Развернувшись, я побрёл в сторону дороги. С небольшим запозданием и большим нежеланием подорвались и остальные. В глазах их царил какой-то неописуемый мрак и потерянность. Казалось, они вот-вот вырвутся из своих тел и ринуться карать всё плохое во имя всего хорошего. Всё же люди здесь совсем не такие, как в будущем. Они легко принимают смерть, но при этом ценят жизнь ближних, не страшась отдать свою. Готовы жертвовать собой для спасения других. Возможно, не все такие, но мои гвардейцы уж точно.
Когда мы седлали коней, к нам, мелко семеня, бежал низенький старичок с неухоженной седой бородой и причудливой шапкой. Не смотря на свой явно преклонный возраст двигался он весьма резво, явно боясь не успеть. Завидев его, я, глубоко вздохнув, приподнял руку, сигнализируя об остановке. Подбежав к нам, он снял свою шапку, оголяя редкую седину и, тяжело дыша, затараторил:
— Люди добрые! Куда ж вы собрались-то?
— А то не ведаешь? — Хмуро ответил я вопросом на вопрос.
— Да то мне вестимо. — Видимо, осознав неуместность своего вопроса замялся он. — Просьба у меня к тебе, господин.
— А ты кто сам будешь? — Вмешался в разговор Генрих.
— Так староста я. — Отозвался старик. — Когда тати эти набежали, я в усадьбе у барина схоронился. Но то не важно. — Он неопределённо махнул рукой. — Мы подсчитали: они ж десяток здоровых мужиков порубили!
— Соболезную, — Бесчувственно прервал его я, — А нам-то с этого что? Мы вон, — Я указал в сторону холмика с громадным крестом, — Тоже своего похоронили. А он дороже всех твоих холопов был. — Старик взглянул туда, куда я указал, тяжело сглотнул и ещё больше потупил взгляд.

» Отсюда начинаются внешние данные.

PR #223, opened 2018-01-24
Improve the Arch Linux installation

gdiscry:
I had a few issues with the Arch Linux installation.

The custom `pacman.conf` file does not place all the configuration options under the workspace/root directory. Furthermore, several calls to pacman-key and pacman do not use the custom configuration file and touch the host system.

The package selection also has issues. It's supposed to use a slimmed down version of the `base` group, excluding a few packages that are not used by the image. However, some packages are still included even though they are not needed. For example, the kernel is installed even when the image is not bootable and even though the code looks like it's trying to exclude it.

### DIFF
--- a/mkosi
+++ b/mkosi
@@ -1329,24 +1329,25 @@ def install_arch(args, workspace, run_build_script):
     if args.release is not None:
         sys.stderr.write("Distribution release specification is not supported for Arch Linux, ignoring.\n")
 
-    keyring = "archlinux"
-
-    if platform.machine() == "aarch64":
-        keyring += "arm"
-
-    run(["pacman-key", "--nocolor", "--init"], check=True)
-    run(["pacman-key", "--nocolor", "--populate", keyring], check=True)
-
     if platform.machine() == "aarch64":
         server = "Server = {}/$arch/$repo".format(args.mirror)
     else:
         server = "Server = {}/$repo/os/$arch".format(args.mirror)
 
-    with open(os.path.join(workspace, "pacman.conf"), "w") as f:
+    root = os.path.join(workspace, "root")
+    # Create base layout for pacman and pacman-key
+    os.makedirs(os.path.join(root, "var/lib/pacman"), 0o755, exist_ok=True)
+    os.makedirs(os.path.join(root, "etc/pacman.d/gnupg"), 0o755, exist_ok=True)
+
+    pacman_conf = os.path.join(workspace, "pacman.conf")
+    with open(pacman_conf, "w") as f:
         f.write("""\
 [options]
+RootDir     = {root}
 LogFile     = /dev/null
-HookDir     = /no_hook/
+CacheDir    = {root}/var/cache/pacman/pkg/
+GPGDir      = {root}/etc/pacman.d/gnupg/
+HookDir     = {root}/etc/pacman.d/hooks/
 HoldPkg     = pacman glibc
 Architecture = auto
 UseSyslog
@@ -1362,11 +1363,38 @@ SigLevel    = Required DatabaseOptional
 
 [community]
 {server}
-""".format(args=args, server=server))
+""".format(server=server, root=root))
 
-    run(["pacman", "--color", "never", "--config", os.path.join(workspace, "pacman.conf"), "-Sy"], check=True)
-    # determine base packages list from base metapackage
-    c = run(["pacman", "--color", "never", "--config", os.path.join(workspace, "pacman.conf"), "-Sg", "base"], stdout=PIPE, universal_newlines=True, check=True)
+    def run_pacman(args, **kwargs):
+        cmdline = [
+            "pacman",
+            "--noconfirm",
+            "--color", "never",
+            "--config", pacman_conf,
+        ]
+        return run(cmdline + args, **kwargs, check=True)
+
+    def run_pacman_key(args):
+        cmdline = [
+            "pacman-key",
+            "--nocolor",
+            "--config", pacman_conf,
+        ]
+        return run(cmdline + args, check=True)
+
+    def run_pacstrap(packages):
+        cmdline = ["pacstrap", "-C", pacman_conf, "-dGM", root]
+        run(cmdline + list(packages), check=True)
+
+    keyring = "archlinux"
+    if platform.machine() == "aarch64":
+        keyring += "arm"
+    run_pacman_key(["--init"])
+    run_pacman_key(["--populate", keyring])
+
+    run_pacman(["-Sy"])
+    # determine base packages list from base group
+    c = run_pacman(["-Sg", "base"], stdout=PIPE, universal_newlines=True)
     packages = set(c.stdout.split())
     packages.remove("base")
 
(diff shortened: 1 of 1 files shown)


mkosi
```diff
@@ -1258,24 +1258,28 @@ def install_arch(args, workspace, run_build_script):
...
         server = "Server = {}/$repo/os/$arch".format(args.mirror)
 
-    with open(os.path.join(workspace, "pacman.conf"), "w") as f:
+    root = os.path.join(workspace, "root")
+    # Create base layout for pacman-key
+    os.makedirs(os.path.join(root, "var/lib/pacman"), 0o755, exist_ok=True)
+    os.makedirs(os.path.join(root, "etc/pacman.d/gnupg"), 0o755, exist_ok=True)
+    # Fix permissions when subvolumes are used
+    os.chmod(os.path.join(root, "var/lib"), 0o755)
+    os.chmod(os.path.join(root, "var/tmp"), 0o1777)
```
lucasdemarchi: this breaks when output format is not a subvolume. Is this really fixing something? In prepare_tree() this is already the permission used.

gdiscry: I'll look into it.

The `chmod`s are just there to fix a few warnings during the installation and could be dropped or better handled.

The makedirs however is necessary to set up the keyring inside the image.

gdiscry:
So I've completely dropped the `chmod`s because while there are some warnings during the installation of the packages in a subvolume image, the final permissions are correct.

The `makedir`s remain. The first is required to run `pacman` before `pacstrap` (that would create it) and without the second, `/etc` is created with a 777 mode (when `gpg` is called by `pacman-key` I think).

The failure when unmounting `workspace/root` was caused by `pacman-key` launching an instance of `gpg-agent` holding some sockets open inside `workspace/root/etc/pacman.d/gnupg`. Once we are finished with `pacman-key`, we can kill the newly created `gpg-agent`.

poettering:
I am not an arch user myself. @lucasdemarchi does this look good to you now? if so, let's get this merged

lucasdemarchi:
I'll test again on kmod to see if nothings breaks.

lucasdemarchi:
This is still failing for me on kmod. The config I'm using is this: https://git.kernel.org/pub/scm/utils/kernel/kmod/kmod.git/tree/testsuite/mkosi/mkosi.arch?id=aca4eca103d6699543f7ed663335c28c2e9908bb

The error is:
```
‣ Mounting image...
mount: /var/tmp/mkosi-yibw6sx5/root: /dev/loop0p1 already mounted on /var/tmp/mkosi-yibw6sx5/root.
‣ Detaching image file...
  File "/usr/bin/mkosi", line 3621, in <module>
    main()
  File "/usr/bin/mkosi", line 3611, in main
    build_stuff(args)
  File "/usr/bin/mkosi", line 3445, in build_stuff
    raw, tar, root_hash = build_image(args, workspace, run_build_script=True, for_cache=True)
  File "/usr/bin/mkosi", line 3341, in build_image
    with mount_image(args, workspace.name, loopdev, encrypted_root, encrypted_home, encrypted_srv, root_read_only=True):
  File "/usr/lib64/python3.6/contextlib.py", line 81, in __enter__
    return next(self.gen)
  File "/usr/bin/mkosi", line 697, in mount_image
    mount_loop(args, root_dev, root, root_read_only)
  File "/usr/bin/mkosi", line 676, in mount_loop
    run(["mount", "-n", dev, where, options], check=True)
  File "/usr/lib64/python3.6/subprocess.py", line 418, in run
    output=stdout, stderr=stderr)
subprocess.CalledProcessError: Command '['mount', '-n', '/dev/loop0p1', '/var/tmp/mkosi-yibw6sx5/root', '-odiscard,ro']' returned non-zero exit status 32.
  File "/usr/lib64/python3.6/weakref.py", line 624, in _exitfunc
    f()
  File "/usr/lib64/python3.6/weakref.py", line 548, in __call__
  File "/usr/lib64/python3.6/tempfile.py", line 797, in _cleanup
    _shutil.rmtree(name)
  File "/usr/lib64/python3.6/shutil.py", line 480, in rmtree
  File "/usr/lib64/python3.6/shutil.py", line 422, in _rmtree_safe_fd
    onerror(os.rmdir, fullname, sys.exc_info())
  File "/usr/lib64/python3.6/shutil.py", line 420, in _rmtree_safe_fd
    os.rmdir(name, dir_fd=topfd)
OSError: [Errno 16] Device or resource busy: 'root'
make: *** [Makefile:3009: mkosi] Error 1

```

gdiscry:
I could not reproduce the error with the configuration used by the kmod test. I've rebased my commits just in case but the build is still successful.

@lucaswerkmeister could you run a build with these lines at the end of `mount_image` instead of just `umount(root)` ?

```python
            c = run(['find', root], stdout=PIPE, universal_newlines=True)
            run(['lsof'] + c.stdout.splitlines())
            umount(root)
```

lucaswerkmeister:
I think you mean @lucasdemarchi? :)

gdiscry:
Indeed…

lucasdemarchi:
```
COMMAND     PID USER   FD   TYPE             DEVICE SIZE/OFF   NODE NAME
dirmngr   23178 root    3u  unix 0xffff8fa4706df800      0t0 307440 /var/tmp/mkosi-cctj8xxw/root/etc/pacman.d/gnupg/S.dirmngr type=STREAM
gpg-agent 23185 root    3u  unix 0xffff8fa4ef722400      0t0 305985 /var/tmp/mkosi-cctj8xxw/root/etc/pacman.d/gnupg/S.gpg-agent type=STREAM
gpg-agent 23185 root    4u  unix 0xffff8fa4ef723c00      0t0 305986 /var/tmp/mkosi-cctj8xxw/root/etc/pacman.d/gnupg/S.gpg-agent.extra type=STREAM
gpg-agent 23185 root    5u  unix 0xffff8fa4ef720000      0t0 305987 /var/tmp/mkosi-cctj8xxw/root/etc/pacman.d/gnupg/S.gpg-agent.browser type=STREAM
gpg-agent 23185 root    6u  unix 0xffff8fa4ef721c00      0t0 305988 /var/tmp/mkosi-cctj8xxw/root/etc/pacman.d/gnupg/S.gpg-agent.ssh type=STREAM
```

along with several warnings like:
```
lsof: WARNING: can't stat() fuse.gvfsd-fuse file system /run/user/1000/gvfs
      Output information may be incomplete.
```

lucasdemarchi:
Just to make it clear... I'm running these commands on Fedora as host with pacman 5.0.2 installed and arch-install-scripts-18 installed, which seems to be the latest versions on Arch as well.

gdiscry:
Thanks for the information.

The lsof warnings can be ignored but as with the initial version, gpg-agent is still running and keeping a few sockets open. There is nothing specific to pacman or arch-install-script beyond pacman-key calling gpg with a homedir inside our image and gpg-agent remaining after the installation. This regression is entirely caused by the updated GPGDir entry in pacman.conf.

However, gpg-agent is supposed to be killed by 

```python
    # Kill the gpg-agent started by pacman-key
    run(['gpg-connect-agent', '--homedir', os.path.join(root, 'etc/pacman.d/gnupg'), 'KILLAGENT', '/bye'])
```

and you should see `OK closing connection` after the output of pacman-key.

Could you add `check=True` to that call ? I didn't want to be too strict there if everything works, but my guess would be that gpg-connect-agent fails to kill gpg-agent in your case.

I'll try to setup a Fedora machine so I can test locally. Luckily I know just the right tool for that ;)

gdiscry:
While testing, I noticed that pacman can also invoke gpg if the keyring is not up to date anymore. I moved killing gpg-agent to the end of the function, after all the calls to pacman-key, pacman and pacstrap.

What's weird is that I could not reproduce the problem inside a Fedora host with a simple Arch image.

keszybz:
This thread reminded me to update arch-install-scripts to the latest version in Fedora. kmod builds fine with that and this PR, let's merge.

— Да, я видел. Молодой был отрок. Жалко, конечно. — Повисла густая, как дёготь, пауза. — Я чего подошёл. У нас ртов полно, а кормить теперь уже некому. — Мы с Майером нахмурено переглянулись.
— Ты что, старик, на паперти? — Вспылил Генрих, — Мы тебе, считай, жизнь спасли!
— Да что ты, барин, не прошу я у вас ничего! — Испуганно зажурчал староста.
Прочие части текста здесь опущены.